One year since the war in Ukraine escalated, a recent assessment by International Rescue Committee (IRC) reveals that almost all families surveyed are struggling to meet their most basic needs for warmth and food, while 58% of people interviewed are grappling with psychological trauma, stress and anxiety. As the conflict shows no signs of abating, 17.6 million people inside the country are in need of humanitarian assistance, while the official UN estimates indicate that 27% of their needs have reached “catastrophic” levels. 

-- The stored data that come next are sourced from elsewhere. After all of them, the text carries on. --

PR #1534, opened 2020-10-16
[gitlab_runner] add new options for docker executor

lewer:
This PR allows to configure more options for gitlab runner's docker executor, as described here: https://docs.gitlab.com/runner/configuration/advanced-configuration.html

It does not try to be smart (no discovery of good values for cpu, memory,...), it only lets the user provide values, if he wants, for these options.

### DIFF
--- a/ansible/roles/gitlab_runner/templates/etc/gitlab-runner/config.toml.j2
+++ b/ansible/roles/gitlab_runner/templates/etc/gitlab-runner/config.toml.j2
@@ -111,6 +111,39 @@ metrics_server = "{{ gitlab_runner__metrics_server }}"
 {%       if (runner.docker_tls_cert_path|d() or gitlab_runner__docker_tls_cert_path) %}
     tls_cert_path = "{{ runner.docker_tls_cert_path | d(gitlab_runner__docker_tls_cert_path) }}"
 {%       endif %}
+{%       if runner.docker_tls_verify is defined %}
+    tls_verify = {{ runner.docker_tls_verify | bool | lower }}
+{%       endif %}
+{%       if runner.docker_memory is defined %}
+    memory = "{{ runner.docker_memory }}"
+{%       endif %}
+{%       if runner.docker_memory_swap is defined %}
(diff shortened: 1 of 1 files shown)


imrejonk:
Thanks for the PR. While it is nice to be able to add these options easily, I don't think that this is the way to do it. It might be more straightforward to let the user define these options themselves in a free-form kind of way (say, a dictionary or a list of option names and values). This would also require less maintenance in the future.

lewer:
What about a **docker_options** key in the runner config, which would be a list like:

```
docker_options:
  - name: 'image'
    value: 'ubuntu:18.04'

  - name: 'shm_size'
    value: 0
```
 
and would produce in _/etc/gitlab-runner/config.toml_:

```
[runners.docker]
  image: "ubuntu:18.04"
  shm_size = 0

```

imrejonk:
I think that would be fine, but even better is using [parse_kv_items](https://docs.debops.org/en/master/ansible/roles/ansible_plugins/getting-started.html#configuration-filters). You can then set default configuration values (if needed) and let people add additional values or override default values themselves. Refer to [Universal Configuration](https://docs.debops.org/en/master/user-guide/universal-configuration.html) in the DebOps user manual to see how this works from a user's perspective.

Would you like to attempt using `parse_kv_items` for this? You can find an example in the `debops.icinga_web` role. I'd like to point you to the relevant [documentation](https://docs.debops.org/en/master/ansible/roles/icinga_web/defaults-detailed.html#icinga-web-ref-ini-configuration), [task](https://github.com/debops/debops/blob/69fbcd12966fc67b6a9372387db3c3d68394d86e/ansible/roles/icinga_web/tasks/main.yml) and [template](https://github.com/debops/debops/blob/69fbcd12966fc67b6a9372387db3c3d68394d86e/ansible/roles/icinga_web/templates/etc/icingaweb2/template.ini.j2).

drybjed (approved):
I'll merge this for now. The `gitlab_runner` role configuration can be redesigned in DebOps 3.0 during the next release cycle.

PR #1536, opened 2020-10-21
[postgresql_server] Update postgresql.conf template to only select wal_keep_segments up to postgres 13

growse:
Postgresql 13 renamed `wal_keep_segments` to `wal_keep_size`. Having `wal_keep_segments` in `postgresql.conf` prevents pg13 from starting.


drybjed (approved):
Thanks for finding this and providing a fix, I'll backport it to the previous releases as well.

PR #1537, opened 2020-10-24
[nginx] Default template preserve support < 1.7.5

asyncopation:
Currently the default template will fail nginx `checkconfig` due to new syntax being used without condition.

This PR is small update to first check the nginx version (as we do elsewhere in the template) before using new syntax.


drybjed (approved):
Thanks! I'll backport it to the previous releases as well.

PR #1538, opened 2020-10-25
[fcgiwrap] Fix AnsibleFilterError in check mode

imrejonk:
This solves an issue where the 'Generate systemd units' task fails with
this error: `msg: 'AnsibleFilterError: Version comparison: LooseVersion
instance has no attribute ''version'''`

The task tries to template a systemd service file, but the template
needs fcgiwrap__register_version to do a version comparison. This
variable is never initialized in check mode. This commit changes that by
forcing Ansible to run the 'Check the fcgiwrap version' in check mode as
well.

### DIFF
--- a/CHANGELOG.rst
+++ b/CHANGELOG.rst
@@ -322,6 +322,11 @@ LDAP
 - Fixed the configuration support on Ubuntu Focal due to bantime feature
   changes in the :command:`fail2ban` v0.11.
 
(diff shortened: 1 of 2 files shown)


tasosalvas (approved):

drybjed (approved):
Thanks, I'll backport it to previous releases as well.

For nearly a year, the IRC together with local partners have been providing cash, protection, legal aid and emergency items to displaced people and families living close to the frontlines. Across Europe and in the US we are working to support those fleeing the violence and seeking to rebuild their lives. We are committed to staying and delivering for all conflict-affected people as long as needed, and we encourage international donors to continue to provide essential funding to support the humanitarian response inside Ukraine and across the region. 

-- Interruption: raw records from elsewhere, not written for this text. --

PR #1539, opened 2020-10-26
[grub] Also output to VGA when ttyS0 is in use

imrejonk:
The debops.grub role previously disabled the VGA console when activating
the serial console with grub__serial_console. These changes make sure
that the VGA console keeps working, which is nice if you're in the
datacenter and only have a VGA display to work with.


tasosalvas (approved):

drybjed (approved):
That's a handy trick, thanks! It will be backported as well.

PR #1543, opened 2020-10-30
[iscsi] Provide default for discovered_portals

imrejonk:
This sets an empty list as the default value of
``ansible_local.iscsi.discovered_portals``, preventing an error
condition when the debops.iscsi local facts have not been saved (i.e. on
the first run against a host).


tasosalvas (approved):

drybjed (approved):
Looks good, thanks.

PR #1546, opened 2020-11-02
[opendkim] Remove dependency on pyOpenSSL

imrejonk:
This dependency was required in Ansible < 2.8.0 because these versions
were unable to use the `cryptography` module, but DebOps is nowadays
developed against Ansible 2.9. pyOpenSSL was used only to generate
private RSA keys for the `debops.opendkim` role. Switching to
`cryptography` is also a security precaution and the Python
Cryptographic Authority [recommends](https://github.com/pyca/cryptography/blob/master/docs/faq.rst#why-use-cryptography)
doing so.

The openssl_privatekey module in `debops.opendkim` will use
`cryptography` when pyOpenSSL is not installed. The Ansible package
depends on this module, so no further changes are required.

Note that this breaks compatibility with the Ansible 2.7 in Debian
Stable, but I believe we aren't trying to maintain compatibility with
that version anymore anyhow.

### DIFF
--- a/docs/ansible/roles/opendkim/defaults-detailed.rst
+++ b/docs/ansible/roles/opendkim/defaults-detailed.rst
@@ -31,12 +31,11 @@ opendkim__keys
 --------------
 
 The ``opendkim__*_keys`` variables define what DomainKeys are created and used
-by OpenDKIM. The private keys are generated on the Ansible Controller (the
-``python-openssl`` package is required), stored in the
-:file:`secret/opendkim/domainkeys/` directory (see :ref:`debops.secret` role for
-details) and copied to the remote hosts.  The role can install the same private
-key on multiple hosts, which can be useful in environments with multiple SMTP
-servers handling the same domains.
+by OpenDKIM. The private keys are generated on the Ansible Controller, stored in
+the :file:`secret/opendkim/domainkeys/` directory (see :ref:`debops.secret` role
+for details) and copied to the remote hosts. The role can install the same
+private key on multiple hosts, which can be useful in environments with multiple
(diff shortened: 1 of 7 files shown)


docs/ansible/roles/opendkim/defaults-detailed.rst
```diff
@@ -31,12 +31,11 @@ opendkim__keys
...
 The ``opendkim__*_keys`` variables define what DomainKeys are created and used
-by OpenDKIM. The private keys are generated on the Ansible Controller (the
-``python-openssl`` package is required), stored in the
-:file:`secret/opendkim/domainkeys/` directory (see :ref:`debops.secret` role for
-details) and copied to the remote hosts.  The role can install the same private
-key on multiple hosts, which can be useful in environments with multiple SMTP
-servers handling the same domains.
+by OpenDKIM. The private keys are generated on the Ansible Controller, stored in
+the :file:`secret/opendkim/domainkeys/` directory (see :ref:`debops.secret` role
+for details) and copied to the remote hosts.  The role can install the same
```
tasosalvas: I recently read a style guide recommending two spaces after a full stop and was bewildered... I don't think we do this here, though.

tasosalvas (dismissed):

docs/ansible/roles/opendkim/defaults-detailed.rst
imrejonk: Indeed we don't. Fixed, thanks for spotting this.

drybjed (approved):
Looks good to me, thanks. I'll backport the changes as well to previous releases.

PR #1547, opened 2020-11-03
[lvm] Fix check mode bug in fs creation task

imrejonk:
This fixes an issue where the role would fail in check mode. The role
tries to simulate creating a filesystem, but this failed when the
underlying LVM volume did not actually exist (which is to be expected
when running in check mode).

### DIFF
--- a/ansible/roles/lvm/tasks/manage_lvm.yml
+++ b/ansible/roles/lvm/tasks/manage_lvm.yml
@@ -55,6 +55,7 @@
   when: lvm__logical_volumes|d(False) and
         item.vg|d() and item.lv|d() and item.size|d() and
         item.state|d('present') != 'absent'
+  register: lvm__register_logical_volumes
 
 - name: Manage filesystems
   filesystem:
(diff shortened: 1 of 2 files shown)


tasosalvas (dismissed):

ansible/roles/lvm/tasks/manage_lvm.yml
```diff
@@ -67,7 +68,9 @@
   when: lvm__logical_volumes|d(False) and
         item.vg|d() and item.lv|d() and item.size|d() and
         item.state|d('present') != 'absent' and
-        ((item.mount|d() and item.fs|d(True)) or item.fs|d())
+        ((item.mount|d() and item.fs|d(True)) or item.fs|d()) and
+        (not ansible_check_mode or
+         (ansible_check_mode and not lvm__register_logical_volumes.changed))
```
ypid:
```suggestion
         (ansible_check_mode and lvm__register_logical_volumes is not changed))
```

I propose this syntax for two reason:

* https://docs.ansible.com/ansible/latest/user_guide/playbooks_tests.html
* Pythonic/PEP

ypid (dismissed):
LGTM. I have one minor style suggestion.

ansible/roles/lvm/tasks/manage_lvm.yml
imrejonk: Thanks for the suggestion, I like your style :)

ypid (approved):

drybjed (approved):
Thanks for the fix. I'll backport it as well.

PR #2140, opened 2022-06-22
[resolvconf] Enable full static resolvconf without package

julien-lecomte:
If the idea is OK, then I'll write up documentation and changelog.

Works with the following example:

```
---
# debops/roles/resolvconf/defaults/main.yml
groups:
  debops_service_resolvconf:

vars:
  resolvconf__enabled: true

  resolvconf__deploy_state: 'absent'
  resolvconf__static_enabled: True

  resolvconf__static_content: |
    domain {{ netbase__domain }}
    search {{ netbase__domain }}.
    nameserver 1.1.1.1
```

### DIFF
--- a/CHANGELOG.rst
+++ b/CHANGELOG.rst
@@ -87,6 +87,9 @@ Updates of upstream application versions
 - In the :ref:`debops.netbox` role, the NetBox version has been updated to
   ``v3.2.4``.
 
+- In the :ref:`debops.resolvconf` role, you can now write a fully static 
+  :file:`/etc/resolv.conf` file without the ``resolvconf`` package.
+
 General
 ~~~~~~~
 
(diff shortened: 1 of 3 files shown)


julien-lecomte:
There's currently one issue with the task:

```
- name: Add/remove diversion of /etc/resolvconf/interface-order
  dpkg_divert:
    path: '/etc/resolvconf/interface-order'
    state: '{{ resolvconf__deploy_state }}'
    delete: True
  notify: [ 'Refresh /etc/resolv.conf' ]
  when: (resolvconf__enabled | bool and
         resolvconf__deploy_state in [ 'present', 'absent' ])
```

It should remove diversion if state is absent, but the notify will fail.

julien-lecomte:
Notify on absent issue solved by duplicating task, one for present with handler, one for absent without handler.

drybjed (approved):
Sounds good, thanks. I'll backport this to the stable release.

Marysia Zapasnik, IRC’s Country Director, said:

“One year since the war escalated, our survey demonstrates the devastating impact the conflict has had on the people of Ukraine. With the country experiencing a bitterly cold winter, 27% of the people we spoke to told us they didn’t have sufficient heating. 93% said they could not meet their basic needs. What families need right now is protection, safety and warmth, access to humanitarian assistance to survive today and economic support to allow them to rebuild their lives tomorrow.

“To date, the IRC together with our local partners has reached over half a million people with critical humanitarian assistance. We are providing support directly to the displaced families, so that they can buy food and children’s clothing, and pay their bills. We are working with the older people who are unable to reach medical facilities, and those who are struggling to heat their homes. Our teams also strive to address the less visible, but no less damaging, psychological impacts of the war by assisting women and children to cope with acute anxiety, stress and trauma. 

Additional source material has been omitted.